Висконти: обнаженная жизнь | страница 22



В парижском обществе эпохи Пруста задавали тон эксцентричные выходки Бони де Кастеллана или Робера де Монтескью. В Милане на все лады обсуждали и брали за образец элегантность и дендизм Джаннино Траверси или Джорджо Тривульцио, но те не могли, да и не хотели тягаться с причудами Монтескью, не боявшегося появиться в свете в белом бархатном костюме или заменить галстук букетом фиалок. Тем более никто не мог угнаться за экстравагантностью д’Аннунцио: этот страстный поклонник Людвига Баварского устилал полы своей спальни медвежьими шкурами, осыпал помещение искусственным снегом и инеем и в довершение всего установил там же сани… Благовоспитанность зажиточного Милана заключается в умеренности: всех здесь вполне устраивает, что серебряные сервизы не блестят, гербы на дверцах открытых колясок и экипажей скромны, а одежду шьют прямо на дому. Шикарные платья, связи, скандалы буйной маркизы Казати, австриячки по рождению, для серьезного и провинциального предвоенного Милана были слишком эксцентричны. Этот Милан считал некоторые празднества безумствами — в том числе рождественский прием 1903 года в совершенно дантевском ключе, когда на разных этажах театра «Эдем» воспроизвели всю сложную архитектонику «Божественной комедии»: «Ад» устроили в подвалах и нижних этажах, «Чистилище» — в театральном зале, а «Рай» в верхних салонах, для небольшого числа избранных, членов аристократического клуба, которых ждал пантагрюэлевский стол Такими же были балы-маскарады, устраиваемые избранными кругами — Артистической семьей, Обществом художников и патриотов, Обществом сада: Имперский бал 1908 года, Японский бал 1912 года, вдохновленный оперой «Мадам Баттерфляй» (для этого бала создали особую декорацию — сад цветущей сакуры).

В этом неистовстве частных званых вечеров возвращаются утратившие на время популярность «маскарады-ризотто», о них кричат афиши, выполненные в даннунцианском или футуристическом стиле, а салоны Общества художников и патриотов декорируются в соответствии с выбранной темой — то под морские курорты, то под испанский постоялый двор из «Кармен», то под экзотические оранжереи, то под заснеженные тирольские городки на фоне ледников.

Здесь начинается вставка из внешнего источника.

PR #107, opened 2025-03-31
keypair / signature / ed25519: Deprecate dalek types from public API

joncinque:
#### Problem

The keypair, signature, and ed25519-program crates all expose `ed25519_dalek` types in their public APIs, either as inputs or outputs.

This makes it difficult to land PRs like #26, since we'll just end up causing breaking changes.

#### Summary of changes

Rather than constantly break APIs whenever the ed25519_dalek crates publishes a new major version, deprecate all functions that use ed25519_dalek types and add non-dalek versions.

* 128d5e45043ac25517b52d968d3a4b9ed42216a0: ed25519-program changes
* 87f76f5b53aab128e65a0637341ab4e52d5fa7e3: new Signature error type
* c5be15e499c8841315852b3d2802b6b8f8da53ed: keypair changes

As part of this work, I copied over the Signature error from RustCrypto to use as a generic error. That way, we can choose when to make breaking changes, independent of dependency bumps. I wasn't able to do the same thing since we're not ready to start using `core::error::Error` everywhere.

cc @kevinheavey

### DIFF
--- a/ed25519-program/src/lib.rs
+++ b/ed25519-program/src/lib.rs
@@ -37,7 +37,7 @@ pub struct Ed25519SignatureOffsets {
 /// buffer.
 ///
 /// Note: If the signer for these messages are the same, it is cheaper to concatenate the messages
-/// and have the signer sign the single buffer and use [`new_ed25519_instruction`].
+/// and have the signer sign the single buffer and use [`new_ed25519_instruction_with_signature`].
 pub fn offsets_to_ed25519_instruction(offsets: &[Ed25519SignatureOffsets]) -> Instruction {
     let mut instruction_data = Vec::with_capacity(
         SIGNATURE_OFFSETS_START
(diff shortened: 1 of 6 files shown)


signature/Cargo.toml
```diff
@@ -36,15 +36,16 @@ solana-short-vec = { workspace = true }
 solana-signature = { path = ".", features = ["serde"] }
 
 [features]
-default = ["std"]
+default = ["std", "alloc"]
```
febo, line 39: Since "std" implies "alloc", is it needed to specify both here?

keypair/Cargo.toml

Десятки художников лихорадочно конструируют призрачную оптическую иллюзию, рисуют панно с карикатурами, создают декорации из гипса и холстины, которые на следующий день раскупались по бешеным ценам.

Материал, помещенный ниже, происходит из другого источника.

PR #108, opened 2025-03-31
pubkey: Don't always mark variable as mut

joncinque:
#### Problem

If the `std` feature is disabled on `solana-pubkey`, there's currently a warning in the build due to a variable that doesn't need to be marked as `mut`.

#### Summary of changes

Gate marking the variable as `mut` depending on the feature / target. Also, we already pull in the std crate earlier if the `std` feature is enabled, so we don't need to do it twice.

### DIFF
--- a/pubkey/src/lib.rs
+++ b/pubkey/src/lib.rs
@@ -480,7 +480,10 @@ impl Pubkey {
         type T = u32;
         const COUNTER_BYTES: usize = size_of::<T>();
         let mut b = [0u8; PUBKEY_BYTES];
+        #[cfg(any(feature = "std", target_arch = "wasm32"))]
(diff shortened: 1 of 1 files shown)


alexpyattaev:
Do we need a no-std clippy script of some sort for sdk to catch these?

joncinque:
> Do we need a no-std clippy script of some sort for sdk to catch these?

We have a few options. We could update the `cargo hack check` to instead run `cargo hack clippy -- --deny=warnings`, unless there's a way for `cargo check` to return an error on warnings.

Slightly separately, we could also start testing the feature powerset with cargo hack: https://github.com/taiki-e/cargo-hack?tab=readme-ov-file#--feature-powerset

I'll test around with these and enable what seems best.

На все это тратились безумные деньги, но траты искупало великодушие миланских богачей, считавших благотворительность верхом светскости: все средства, вырученные от праздненств и спектаклей, перечислялись Красному Кресту, а также Комитету помощи детям-сиротам, в котором председательствовала герцогиня Карла Висконти. Да, Милан был праздником, но это был праздник благотворительности: члены самых знатных аристократических семей, такие, как Борромео — в их роду был Папа Римский, или Висконти, потомки единолично правивших Миланом тиранов, бесплатно выступали в театре «Даль Верме», в конном представлении; а весной 1913-го, по случаю закрытия старого театра Каркано, граф Джузеппе и его шурин Эммануэле Кастельбарко подавали реплики ослепительной диве Лиде Борелли и великому комическому актеру Антонио Гандузио.